September 15, 2001, launch vehicle Soyuz-U launched into low Earth orbit a specialized logistics vehicle/module Progress M-CO1, which docked with ISS on September 17.
The objective of the launch is to deliver to the Russian segment of ISS the docking compartment module Pirs. The docking compartment is designed to be used as an additional docking port for manned and logistics vehicles of "Soyuz" and "Progress" type and to support EVAs of cosmonauts and astronauts from the Russian segment of the space station. The logistics vehicle/module delivered to the space station more than 870 kg of propellant and about 800 kg of various cargoes, which include standard equipment of the Pirs docking compartment (cargo boom, external workstation, portable multi-purpose container); research and applications equipment, including equipment for implementation of research program under Andromeda project during the second Russian visiting mission to ISS; EVA equipment, including Orlan-M spacesuit; equipment for life support system; a set of maintenance and repair tools; on-board documentation. An orbital complex was established which consists of Russian spacecraft Progress M-45, Soyuz TM-32, Progress M-CO1, Russian Service Module Zvezda - Functional and Cargo Module Zarya - US modules Unity and Destiny. The complex mass is about 140.5 tons. On September 27, 2001 upon completion of the flight program Progress M-CO1 was splashed down in the assigned region of the world oceanic area.

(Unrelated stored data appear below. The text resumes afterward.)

PR #981, opened 2026-03-16
feat: add per-namespace PostgreSQL session DB manager

Ladas:
## Summary
- session_db.py: async PostgreSQL connection pool per namespace, auto-migration, upsert sessions
- Add asyncpg dependency to pyproject.toml
- Update uv.lock

3 files | Part of Sandbox Agent streaming PR series


kagenti/backend/app/services/session_db.py
```diff
@@ -0,0 +1,230 @@
...
+def _dsn_for_namespace(namespace: str) -> str:
+    """Build a DSN from the namespace secret, falling back to convention."""
+    creds = _read_secret(namespace)
+    if not creds:
+        return _convention_dsn(namespace)
+    return (
+        f"postgresql://{creds['username']}:{creds['password']}"
+        f"@{creds['host']}:{creds['port']}/{creds['database']}"
+    )
+
```
pdettori, line 92: **must-fix**: DSN is constructed via f-string without URL-encoding the username/password (lines 88-91). If the password from the K8s secret contains `@`, `/`, `%`, or other URI-special characters, the DSN will be malformed and connections will fail silently.

Suggestion:
```python
from urllib.parse import quote_plus

return (
    f"postgresql://{quote_plus(creds['username'])}:{quote_plus(creds['password'])}"
    f"@{creds['host']}:{creds['port']}/{creds['database']}"
)
```

kagenti/backend/app/services/session_db.py
```diff
@@ -0,0 +1,230 @@
...
+            raise
+        except Exception as exc:
+            last_error = exc
+            if attempt < _POOL_MAX_RETRIES:
+                logger.warning(
+                    "DB pool creation failed (attempt %d/%d): %s — retrying in %.0fs",
+                    attempt,
+                    _POOL_MAX_RETRIES,
+                    exc,
+                    _POOL_RETRY_DELAY,
```
pdettori, line 134: **suggestion**: The retry logic logs the full exception (`%s, exc`) which, for asyncpg connection failures, may include host/port details from the DSN. Given the explicit security-hardening commits in this PR (cbdd1b5, cd23e77), consider logging only `type(exc).__name__` here for consistency:
```python
logger.warning(
    "DB pool creation failed (attempt %d/%d): %s — retrying in %.0fs",
    attempt, _POOL_MAX_RETRIES, type(exc).__name__, _POOL_RETRY_DELAY,
)
```

kagenti/backend/app/services/session_db.py
```diff
@@ -0,0 +1,230 @@
...
+                    _POOL_MAX_RETRIES,
+                    exc,
+                )
+    raise last_error  # type: ignore[misc]
+
+
+async def get_session_pool(namespace: str) -> asyncpg.Pool:
+    """Return (or lazily create) the asyncpg pool for *namespace*."""
+    pool = _pool_cache.get(namespace)
+    if pool is not None:
```
pdettori, line 149: **suggestion**: `get_session_pool` has no `asyncio.Lock`. Two concurrent requests for the same namespace will both see `pool is None`, both call `_create_pool`, and one pool will be leaked (never closed). Consider adding a lock:
```python
_pool_locks: Dict[str, asyncio.Lock] = {}
_global_lock = asyncio.Lock()

async def get_session_pool(namespace: str) -> asyncpg.Pool:
    pool = _pool_cache.get(namespace)
    if pool is not None and not pool._closed:
        return pool
    async with _global_lock:
        # Double-check after acquiring lock
        pool = _pool_cache.get(namespace)
        if pool is not None and not pool._closed:
            return pool
        ...
```

kagenti/backend/app/services/session_db.py
```diff
@@ -0,0 +1,230 @@
...
+        if not pool._closed:
+            return pool
```
pdettori, line 151: **nit**: `pool._closed` accesses a private asyncpg attribute. This works but is fragile across asyncpg versions. Consider documenting this as an accepted internal access, or wrap a lightweight `pool.fetchval('SELECT 1')` in a try/except as a health check.

kagenti/backend/app/services/session_db.py
```diff
@@ -0,0 +1,230 @@
...
+    return (
+        f"postgresql://{creds['username']}:{creds['password']}"
+        f"@{creds['host']}:{creds['port']}/{creds['database']}"
+    )
+
+
+def _convention_dsn(namespace: str) -> str:
+    """Convention-based DSN when no secret is available."""
+    logger.warning("Using convention-based DB fallback for namespace=%s", namespace)
+    return f"postgresql://kagenti:kagenti@postgres-sessions.{namespace}:5432/sessions"
```
pdettori, line 97: **nit**: The convention fallback with hardcoded `kagenti:kagenti` credentials is fine for dev, but consider adding a brief comment noting these are dev-only defaults not suitable for production.

kagenti/examples/agents/weather_service_deployment.yaml
```diff
@@ -50,11 +50,14 @@ spec:
         - name: MCP_URL
           value: "http://weather-tool-mcp.team1.svc.cluster.local:8000/mcp"
         - name: LLM_API_BASE
-          value: "http://dockerhost:11434/v1"
+          value: "https://litellm-prod.apps.maas.redhatworkshops.io/v1"
```
pdettori: **suggestion**: `LLM_API_BASE` is now hardcoded to `litellm-prod.apps.maas.redhatworkshops.io`. This is environment-specific — Kind and OCP may need different endpoints. Consider sourcing this from a ConfigMap or Helm value so it can be overridden per-environment without code changes.

pdettori (changes requested):
## Review Summary

Adds per-namespace PostgreSQL session DB manager and event schema for sandbox streaming. Module is properly feature-gated behind `kagenti_feature_flag_sandbox`. Good commit hygiene with dedicated security-hardening follow-ups. Two CI checks failing (Deploy & Test, E2E HyperShift).

**Areas reviewed**: Python (session_db.py, event.py), Dependencies (pyproject.toml), YAML (weather deployment)
**Commits**: 8 commits, all signed-off ✅
**CI**: 2 failing, 19 passing

One must-fix (DSN URL-encoding) and several suggestions below.

pdettori (approved):
/lgtm

PR #984, opened 2026-03-16
feat: add LLM budget proxy for per-session token tracking

Ladas:
## Summary
- Reverse proxy between sandbox agents and LiteLLM
- Records token usage (prompt/completion/total) per session in PostgreSQL
- Enforces configurable budget limits (max_tokens, max_cost) — returns 429 when exceeded
- Multi-stage Docker build, non-root, health check

3 files | Part of Sandbox Agent streaming PR series

### DIFF
--- a/kagenti/llm-budget-proxy/Dockerfile
+++ b/kagenti/llm-budget-proxy/Dockerfile
@@ -1,0 +1,37 @@
+FROM python:3.12-slim AS builder
+
+WORKDIR /app
+
+COPY --from=ghcr.io/astral-sh/uv:0.9.24 /uv /bin/uv
+
+COPY llm-budget-proxy/pyproject.toml ./
+
+RUN uv venv /app/.venv && \
+    . /app/.venv/bin/activate && \
+    uv pip install --no-cache .
+
+FROM python:3.12-slim
+
+WORKDIR /app
+
+RUN apt-get update && \
+    apt-get install -y --no-install-recommends ca-certificates && \
+    apt-get clean && rm -rf /var/lib/apt/lists/*
+
+RUN groupadd -r appgroup && useradd -r -g appgroup appuser
+
+COPY --from=builder /app/.venv /app/.venv
+COPY llm-budget-proxy/app/ ./app/
+
+ENV PATH="/app/.venv/bin:$PATH"
+ENV PYTHONUNBUFFERED=1
+
+RUN chown -R appuser:appgroup /app
+USER appuser
+
+EXPOSE 8080
+
+HEALTHCHECK --interval=30s --timeout=3s --start-period=10s --retries=3 \
+    CMD python -c "import urllib.request; urllib.request.urlopen('http://localhost:8080/health')" || exit 1
+
+CMD ["uvicorn", "app.main:app", "--host", "0.0.0.0", "--port", "8080"]
--- a/kagenti/llm-budget-proxy/Dockerfile
+++ b/kagenti/llm-budget-proxy/Dockerfile
@@ -1,4 +1,4 @@
-FROM python:3.12-slim AS builder
+FROM python:3.12-slim@sha256:5072b08ad74609c5329ab4085a96dfa873de565fb4751a4cfcd7dcc427661df0 AS builder
 
 WORKDIR /app
 
@@ -10,7 +10,7 @@ RUN uv venv /app/.venv && \
     . /app/.venv/bin/activate && \
     uv pip install --no-cache .
 
-FROM python:3.12-slim
+FROM python:3.12-slim@sha256:5072b08ad74609c5329ab4085a96dfa873de565fb4751a4cfcd7dcc427661df0
 
 WORKDIR /app
 
--- a/kagenti/llm-budget-proxy/app/main.py
+++ b/kagenti/llm-budget-proxy/app/main.py
@@ -257,11 +257,8 @@ async def chat_completions(request: Request):
     session_id = meta["session_id"]
     max_tokens = meta["max_session_tokens"] or DEFAULT_SESSION_MAX_TOKENS
 
-    logger.info(
-        "LLM request: stream=%s max_tokens=%d",
-        bool(body.get("stream")),
-        max_tokens,
-    )
+    is_streaming = bool(body.get("stream"))
+    logger.info("LLM request: stream=%s max_tokens=%d", is_streaming, max_tokens)
 
     # Budget check
     budget_resp = await _check_budget(session_id, max_tokens, meta, model)
--- a/kagenti/llm-budget-proxy/app/main.py
+++ b/kagenti/llm-budget-proxy/app/main.py
@@ -30,6 +30,7 @@ def _safe(value: object) -> str:
     """Strip control characters from a value before logging."""
     return _LOG_UNSAFE.sub("", str(value))
 
+
 logger = logging.getLogger("llm-budget-proxy")
 logging.basicConfig(
     level=logging.INFO, format="%(asctime)s %(name)s %(levelname)s %(message)s"
@@ -223,7 +224,10 @@ async def _check_budget(
             error_message=msg,
         )
         logger.warning(
-            "Budget exceeded for session %s: %d/%d", _safe(session_id[:12]), used, max_tokens
+            "Budget exceeded for session %s: %d/%d",
+            _safe(session_id[:12]),
+            used,
+            max_tokens,
         )
         return JSONResponse(
             status_code=402,
--- a/kagenti/llm-budget-proxy/app/main.py
+++ b/kagenti/llm-budget-proxy/app/main.py
@@ -12,6 +12,7 @@ from __future__ import annotations
 import json
 import logging
 import os
+import re
 import time
 from contextlib import asynccontextmanager
 from uuid import uuid4
@@ -20,6 +21,14 @@ import asyncpg
 import httpx
 from fastapi import FastAPI, Request
 from fastapi.responses import JSONResponse, StreamingResponse
+
+# Sanitize user-provided values for safe logging (prevent log injection CWE-117)
+_LOG_UNSAFE = re.compile(r"[\x00-\x1f\x7f]")
+
+
+def _safe(value: object) -> str:
+    """Strip control characters from a value before logging."""
+    return _LOG_UNSAFE.sub("", str(value))
 
 logger = logging.getLogger("llm-budget-proxy")
 logging.basicConfig(
@@ -188,10 +197,10 @@ async def _record_call(
     if total_tokens > 0:
         logger.info(
             "Recorded: session=%s agent=%s tokens=%d status=%s",
-            session_id[:12] if session_id else "none",
-            agent_name or "unknown",
+            _safe(session_id[:12]) if session_id else "none",
+            _safe(agent_name) or "unknown",
             total_tokens,
-            status,
+            _safe(status),
         )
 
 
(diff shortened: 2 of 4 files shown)


kagenti/llm-budget-proxy/app/main.py
```diff
@@ -0,0 +1,485 @@
...
+
+    if body.get("stream"):
+        return StreamingResponse(
+            _stream_and_track(body, api_key, meta, start_time),
+            media_type="text/event-stream",
+            headers={"X-Accel-Buffering": "no", "Cache-Control": "no-cache"},
+        )
+
+    # Non-streaming: forward and record
+    async with httpx.AsyncClient(timeout=httpx.Timeout(300.0)) as client:
```
pdettori: **must-fix**: `httpx.AsyncClient` is created per-request — every call opens a new TCP connection and tears it down. Under load this exhausts file descriptors and adds latency.

Create a shared `httpx.AsyncClient` in the `lifespan` context manager and reuse it across all endpoints. Same issue at L329 (streaming), L381 (embeddings), L411 (models).

```python
# In lifespan:
http_client = httpx.AsyncClient(timeout=httpx.Timeout(300.0))
app.state.http_client = http_client
yield
await http_client.aclose()
```

kagenti/llm-budget-proxy/app/main.py
```diff
@@ -0,0 +1,485 @@
...
+            session_id=session_id,
+            user_id=meta["user_id"],
+            agent_name=meta["agent_name"],
+            namespace=meta["namespace"],
+            model=model,
+            latency_ms=latency_ms,
+            status="error",
+            error_message=f"LiteLLM returned {resp.status_code}",
+        )
+        return JSONResponse(status_code=resp.status_code, content=resp.json())
```
pdettori: **must-fix**: `resp.json()` on error responses will crash if LiteLLM returns non-JSON (e.g. nginx 502 HTML page). This gives callers an unhandled 500 instead of a useful error.

Wrap in try/except or check content-type:
```python
try:
    content = resp.json()
except Exception:
    content = {"error": {"message": resp.text[:500], "type": "upstream_error"}}
return JSONResponse(status_code=resp.status_code, content=content)
```
Same issue at L404 (embeddings) and L416 (models).

kagenti/llm-budget-proxy/app/main.py
```diff
@@ -0,0 +1,485 @@
...
+    )
+)
+DATABASE_URL = os.environ.get("DATABASE_URL", "")
+DEFAULT_SESSION_MAX_TOKENS = int(
+    os.environ.get("DEFAULT_SESSION_MAX_TOKENS", "1000000")
+)
+CACHE_TTL = float(os.environ.get("CACHE_TTL", "5.0"))
+
+# In-memory session token cache: session_id -> (tokens, monotonic_timestamp)
+_session_cache: dict[str, tuple[int, float]] = {}
```
pdettori, line 63: **suggestion**: `_session_cache` grows without bound — every unique `session_id` is added but entries are only evicted on write. Over time this leaks memory.

Consider `cachetools.TTLCache(maxsize=10000, ttl=CACHE_TTL)` or a simple bounded dict with LRU eviction.

kagenti/llm-budget-proxy/app/main.py
```diff
@@ -0,0 +1,485 @@
...
+        logger.info("Recorded: tokens=%d status=%s", total_tokens, status or "ok")
+
+
+async def _check_budget(
+    session_id: str, max_tokens: int, meta: dict, model: str
+) -> JSONResponse | None:
+    """Check session budget. Returns 402 response if exceeded, None if OK."""
+    if not session_id or max_tokens <= 0:
+        return None
+    used = await _get_session_tokens(session_id)
```
pdettori, line 225: **suggestion**: TOCTOU race in budget check — between `_get_session_tokens()` (here) and `_record_call()` (after the LLM call returns), concurrent requests for the same session can all pass the check and overspend. The in-memory cache with TTL makes this wider.

Fine for MVP if documented. Before production, consider an atomic check: `SELECT ... FOR UPDATE` in the same transaction as the insert, or a Redis-based atomic counter.

kagenti/llm-budget-proxy/app/main.py
```diff
@@ -0,0 +1,485 @@
...
+        completion_tokens=completion_tokens,
+        total_tokens=total_tokens,
+        latency_ms=latency_ms,
+    )
+
+
+@app.post("/v1/completions")
+async def completions(request: Request):
+    """Forward completions endpoint — same logic as chat/completions."""
+    return await chat_completions(request)
```
pdettori, line 376: **suggestion**: `/v1/completions` delegates to `chat_completions` — but the completions API has a different body schema (`prompt` string vs `messages` array). The request gets forwarded to LiteLLM's `/v1/chat/completions` endpoint regardless.

If LiteLLM handles this routing internally, add a comment explaining that. Otherwise route to the correct upstream endpoint.

kagenti/llm-budget-proxy/Dockerfile
```diff
@@ -0,0 +1,37 @@
+FROM python:3.12-slim@sha256:5072b08ad74609c5329ab4085a96dfa873de565fb4751a4cfcd7dcc427661df0 AS builder
+
+WORKDIR /app
+
+COPY --from=ghcr.io/astral-sh/uv:0.9.24 /uv /bin/uv
```
pdettori, line 5: **suggestion**: `ghcr.io/astral-sh/uv:0.9.24` is pinned by tag only. The Python base images are correctly digest-pinned — pin uv by digest too for supply-chain consistency.

```dockerfile
COPY --from=ghcr.io/astral-sh/uv:0.9.24@sha256:<digest> /uv /bin/uv
```

kagenti/llm-budget-proxy/app/main.py
```diff
@@ -0,0 +1,485 @@
+"""LLM Budget Proxy — per-session and per-agent token budget enforcement.
+
+A small FastAPI proxy that sits between agents and LiteLLM. It:
+1. Checks per-session token budget before forwarding requests
```
pdettori, line 4: **nit**: Module docstring says "Returns 402 when budget is exceeded" but the PR description says "returns 429". The code correctly returns 402 (Payment Required), which is semantically appropriate. Update the PR description to match.

kagenti/llm-budget-proxy/pyproject.toml
```diff
@@ -0,0 +1,11 @@
+[project]
+name = "llm-budget-proxy"
+version = "0.1.0"
+description = "Per-session and per-agent LLM token budget enforcement proxy"
+requires-python = ">=3.11"
+dependencies = [
+    "fastapi>=0.115.0",
```
pdettori, line 7: **nit**: Dependencies use `>=` lower bounds only. For a security-sensitive proxy, consider pinning upper bounds (e.g. `fastapi>=0.115.0,<1.0`) or generating a lockfile to ensure reproducible builds.

pdettori (changes requested):
A well-structured budget proxy with good security practices: log sanitization (`_safe`), SSRF mitigation (`_validate_backend_url`), parameterized SQL queries, non-root Dockerfile with digest-pinned base images, and proper health checks.

Two must-fix issues: (1) creating a new httpx client per request will cause performance problems under load — use a shared client; (2) calling `resp.json()` on error responses can crash if the upstream returns non-JSON. The race condition in budget enforcement is acceptable for MVP but should be addressed before production.

The weather deployment change (Ollama → LiteMaaS) is a separate concern — consider whether it should be a separate PR.

**Areas reviewed**: Python, Dockerfile, YAML, pyproject.toml
**Commits**: 11, all signed-off ✓
**CI status**: Deploy & Test failing; all static checks passing

Also note: no unit tests for the new 485-line service. At minimum, tests for `_extract_metadata`, `_check_budget`, and `_safe` would catch regressions.

kagenti/llm-budget-proxy/app/main.py
```diff
@@ -0,0 +1,496 @@
...
+from contextlib import asynccontextmanager
+from uuid import uuid4
+
+import asyncpg
+import httpx
+from fastapi import FastAPI, Request
+from fastapi.responses import JSONResponse, StreamingResponse
+
+# Sanitize user-provided values for safe logging (prevent log injection CWE-117)
+_LOG_UNSAFE = re.compile(r"[\x00-\x1f\x7f]")
```
pdettori, line 27: **suggestion**: `_safe()` and `_LOG_UNSAFE` are dead code — defined but never called anywhere. The log-sanitization approach evolved to removing user data from logs entirely, making these unused. Remove to avoid confusion.

kagenti/llm-budget-proxy/app/main.py
```diff
@@ -0,0 +1,496 @@
...
+            await conn.execute(INSERT_DEFAULT_BUDGETS_SQL)
+        logger.info("DB migrated — tables ready")
+    logger.info("LLM Budget Proxy ready — LITELLM_URL=%s", LITELLM_URL)
+    yield
+    if db:
+        await db.close()
+
+
+# Module-level shared client for connection reuse
+_http_client = httpx.AsyncClient(timeout=httpx.Timeout(300.0))
```
pdettori, line 139: **suggestion**: The shared `_http_client` is created at module level but never closed in the `lifespan` shutdown. Add `await _http_client.aclose()` alongside `db.close()` to avoid connection leaks on graceful shutdown:

```python
yield
if db:
    await db.close()
await _http_client.aclose()
```

pdettori (commented):
Previous must-fix items (shared httpx client, non-JSON error handling) are resolved ✓

Remaining items are suggestions — no merge blockers. See inline comments.

**Areas reviewed**: Python, Dockerfile, YAML, pyproject.toml
**Commits**: 12, all signed-off ✓
**CI status**: Deploy & Test failing; all static checks passing

kagenti/llm-budget-proxy/app/main.py
```diff
@@ -0,0 +1,496 @@
...
+    prompt_tokens = 0
+    completion_tokens = 0
+    total_tokens = 0
+    model = body.get("model", "")
+
+    # Ensure LiteLLM sends usage in the final chunk
+    body.setdefault("stream_options", {})
+    body["stream_options"]["include_usage"] = True
+
+    async with _http_client.stream(
```
pdettori, line 335: **suggestion**: `_stream_and_track` doesn't check the upstream response status before streaming. If LiteLLM returns 4xx/5xx, the error body gets streamed as raw text rather than returned as a proper JSON error. Consider checking `resp.status_code` inside the `async with` and falling back to a JSON error response for non-2xx.

kagenti/llm-budget-proxy/pyproject.toml
```diff
@@ -0,0 +1,11 @@
+[project]
+name = "llm-budget-proxy"
+version = "0.1.0"
+description = "Per-session and per-agent LLM token budget enforcement proxy"
+requires-python = ">=3.11"
+dependencies = [
```
pdettori, line 6: **nit**: Dependencies use `>=` (floating). Without a `uv.lock` committed alongside, builds aren't reproducible across environments. Consider adding a lock file.

kagenti/llm-budget-proxy/app/main.py
```diff
@@ -0,0 +1,496 @@
...
+async def health():
+    """Readiness/liveness probe."""
+    if db:
+        try:
+            await db.fetchval("SELECT 1")
+        except Exception:
+            return JSONResponse(
+                status_code=503, content={"status": "unhealthy", "db": "unreachable"}
+            )
+    return {"status": "healthy", "db": "connected" if db else "disabled"}
```
pdettori, line 496: **suggestion**: Still no unit tests for this 496-line service. At minimum, `_extract_metadata`, `_check_budget`, and the budget-exceeded 402 path would benefit from tests to catch regressions.

pdettori (approved):
/lgtm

On October 21, 2001, the Russian transport manned spacecraft Soyuz TM-33 was launched by the Soyuz-Y launch vehicle from the Baikonur cosmodrome (the ISS assembly program, mission 3S); the spacecraft docked to the station on October 23. The second Russian visiting crew (VC-2) included Russian cosmonauts Victor Afanasiev (Commander), Konstantin Kozeev (Flight Engineer-2) and representative of European Space Agency - French astronaut Claudie Haignere (Flight Engineer-1). The mission purpose was to conduct the scheduled replacement of the Soyuz TM-32 rescue vehicle that was a part of the ISS since April 30, 2001, as well as to implement work under the visiting program including space experiments and studies under French Andromeda program and to solve the tasks of the ISS-3 crew mission technical support. On October 31, 2001, the Soyuz TM-32 spacecraft descent vehicle returned to the Earth.